Click “File>New File > RScript” Put the commands from the two boxes above into the Rscript window, highlight the text and click >Run. You can also run the lines by clicking on the first line, then click “>Run” repeatedly to run each line.

III. Data structures in R

A. Vectors and matrices

Vectors and matrices contain only one class of data (either numbers or text, but not both).
A vector is created using “c”:

x = c(10,20,30)
x  # Again, I like to type the variable after creating it to check its contents
## [1] 10 20 30
y = c("Joe","Harry","Larry")
y
## [1] "Joe"   "Harry" "Larry"

What happens if you type x = c(1,“Joe”)?

Find out the class of each object using class():

class(x)
## [1] "numeric"
class(y)
## [1] "character"

You can refer to elements of a vector or matrix with [ ]. What do each of the following do?

x[2]
x/5
x[2]/5
y[3]
paste(y[1],y[2],sep=" ")
paste0(y[1],y[2])
x2 = as.character(x)
x3 = as.numeric(x2)

Boolean operators. What do each of the following do?

x>15
x[x>15]
which(x>15)
length(x<15)
length(x[x<15])

B. Data frames and Reading in data

Data frames are perhaps the most widely used data format in R, especially for data analysis. They can contain a variety of data types, including text and numbers. Data frames also have names for each of their columns.
To experiment with this, we will load some precipitation data and plot it.

1. Load the data from a published google sheet using read.csv.

Here I have published some data in a google sheet to the web using File -> Published to the web, csv option. Doing this gives you a url that can be referenced in R to read in the data.

a. Alternative 1: Load from the url

poway.url = "https://docs.google.com/spreadsheets/d/e/2PACX-1vRD8gtm7VHx0OAu6z21tB-6USuGSxDAEA4z3Jls3-da7nZDp765WEO64NjuloXruymYlAJglDosLVWm/pub?gid=39591027&single=true&output=csv"
poway.precip.hourly = read.csv(url(poway.url))

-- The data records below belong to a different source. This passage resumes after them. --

PR #873, opened 2025-08-25
feat:add export csv button for transaction and customer

munyanezaarmel:
added export csv button for transaction and customer

 closes:#84
image
image

### Pull Request checklist


beesaferoot:
Thanks for the PR @munyanezaarmel 

WDYT about using a less technical phrasing i.e "Export Customers", "Export Transactions"?

munyanezaarmel:
> Thanks for the PR @munyanezaarmel
> 
> WDYT about using a less technical phrasing i.e "Export Customers", "Export Transactions"?

this is good user experience what do you mean about this "we might also what to make it flexible for users to filter what to export" more context

munyanezaarmel:
@beesaferoot @dmohns  What are your thoughts? on these filters??
image
image

beesaferoot:
> > > > Thanks for the PR @munyanezaarmel
> > > > WDYT about using a less technical phrasing i.e "Export Customers", "Export Transactions"?
> > > 
> > > 
> > > this is good user experience what do you mean about this "we might also what to make it flexible for users to filter what to export" more context
> > 
> > 
> > The export currently assumes the user wants all the transactions and no filter.
> > Looking at the export on the backend, it supports filtering i.e `deviceType`, `provider`, `currency`, `format` etc
> > Not super important right now, maybe something we can consider.
> 
> So, if I heard you correctly, we don't need filters now.

What you've shown on the screenshots looks good to me. WDYT @dmohns?

dmohns:
> So, if I heard you correctly, we don't need filters now.

I'd the filters are nice-to-have but not mandatory. As @beesaferoot mentioned our main use-case is that customers can export all transactions and users (for example to load them into Excel/Gsheet/etc and do some data analytics). 

So, as long as the frontend filters are optional, i.e. users can leave them empty and just click export (and the UI is self-explanatory enough that this is the case) it be good.

munyanezaarmel:
@beesaferoot please check again

munyanezaarmel:
@dmohns , would you mind adding the other translations in the other language files? I changed en.json and it requires other translations to be added.

dmohns:
> @dmohns , would you mind adding the other translations in the other language files? I changed en.json and it requires other translations to be added.

You can just use Google Translate (or any other translator service) to get the other translation. I would just be doing the same 😂

dmohns (approved):
Nice, I like this 👍

beesaferoot (approved):

Issue #866, opened 2025-08-21
[Feature Request]: Apply `larastan` to entire PHP code


dmohns:
### Preflight Checklist

- [x] I have read the [Contributing Guidelines](https://github.com/EnAccess/micropowermanager/blob/main/CONTRIBUTING.md) for this project, if it exists.
- [x] I agree to follow the [Code of Conduct](https://github.com/EnAccess/micropowermanager/blob/main/CODE_OF_CONDUCT.md) that this project adheres to.
- [x] I have searched the [issue tracker](https://github.com/EnAccess/micropowermanager/issues) for a feature request that matches the one I want to file, without success.

### Problem Description

Currently we are only running `larastan` on the `app` directory. Errors like: https://github.com/EnAccess/micropowermanager/issues/865 could easily be avoided if we ran on entire backend code.

The main task here, is to apply Larastan on the `tests` directory.

### Proposed Solution

Apply `larastan` on `src/backend`

### Alternatives Considered

N/A

PR #874, opened 2025-08-25
Apply Larastan to `packages` directory

dmohns:

Makes progress on : #866 

The packages directory has a billion Larastan errors. Hence we taking it slowly and try to Fix Larastan Level **1** and **2** here.

### Pull Request checklist


src/backend/packages/inensus/kelin-meter/src/Http/Resources/KelinMeterStatusResource.php
```diff
@@ -6,25 +6,26 @@
...
+                    'positiveReactiveDailyPower' => $this->dlZw, // @phpstan-ignore property.notFound
+                    'invertedActiveDailyPower' => $this->dlFy, // @phpstan-ignore property.notFound
+                    'invertedReactiveDailyPower' => $this->dlFw, // @phpstan-ignore property.notFound
+                    'energyRemain' => $this->energyRemain, // @phpstan-ignore property.notFound
+                    'moneyRemain' => $this->moneyRemain, // @phpstan-ignore property.notFound
+                    'meterStatus' => $this->meterStatus, // @phpstan-ignore property.notFound
+                    'openCoverCount' => $this->openCoverCount, // @phpstan-ignore property.notFound
+                    'openTerminalCount' => $this->openTerminalCount, // @phpstan-ignore property.notFound
+                    'owner' => $this->owner, // @phpstan-ignore property.notFound
+                    'meterAddress' => $this->meterAddress, // @phpstan-ignore property.notFound
```
alaincodes24, line 28: I wonder if there might be a way to have these properties recognized by PHPStan without relying on `@phpstan-ignore...`. One of the conversations we had, we discouraged the use of `@phpstan-ignore`

alaincodes24 (commented):
Thanks for this big refactoring!

alaincodes24 (approved):

dmohns:
@alaincodes24 I did some more changes. Essentially, I'm now allowing the Interfaces to be much more generic. The additional effort of making Morph Relations work with interfaces is just not worth it. It just makes our code messy with very little gain.

A small side learning of this exercise was that `ManufacturerTransactionInterface` and `PaymentProviderTransactionInterface` should probably **not** be interfaces 🙈 They both just define a handful of functions which are a 1-to-1 copy/paste in each of the implementing models. We can probably convert the abstraction to inheritance using something like `BasePaymentProviderTransaction` (or even composition using traits).

alaincodes24:
@dmohns Great insights! I completely agree. You're absolutely right about the interfaces becoming unnecessarily complex for limited benefit. When interfaces are just 1-to-1 copy/paste across implementations, they're not providing real value - just extra overhead. 

The inheritance/composition approach makes much more sense. `BasePaymentProviderTransaction` would eliminate repetitive method definitions. Trait-based approach like `HasPaymentProviderRelations` provides much cleaner relationship handling.

Should we create an issue for converting the abstraction to inheritance?

Issue #79, opened 2024-05-30
Filter customers by agent 


dmohns:
this will allow us to filter which customers ‘belong’ to which agents so we can calculate their collection commission

munyanezaarmel:
@dmohns @beesaferoot Let's split this to make it easy and quick. I have a question: how are we going to link customer and agent, i.e., when creating an agent, be able to add their customers, or when creating a customer, be able to add the agent they belong to?

beesaferoot:
> [@dmohns](https://github.com/dmohns) [@beesaferoot](https://github.com/beesaferoot) Let's split this to make it easy and quick. I have a question: how are we going to link customer and agent, i.e., when creating an agent, be able to add their customers, or when creating a customer, be able to add the agent they belong to?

See how the functions read.csv() and url() work. Type:

?read.csv
?read.url

b. Alternative 2: Load from a downloaded csv file

*** Copy and paste this url into your brower: https://docs.google.com/spreadsheets/d/e/2PACX-1vRD8gtm7VHx0OAu6z21tB-6USuGSxDAEA4z3Jls3-da7nZDp765WEO64NjuloXruymYlAJglDosLVWm/pub?gid=39591027&single=true&output=csv

and save the csv file into a directory on your machine.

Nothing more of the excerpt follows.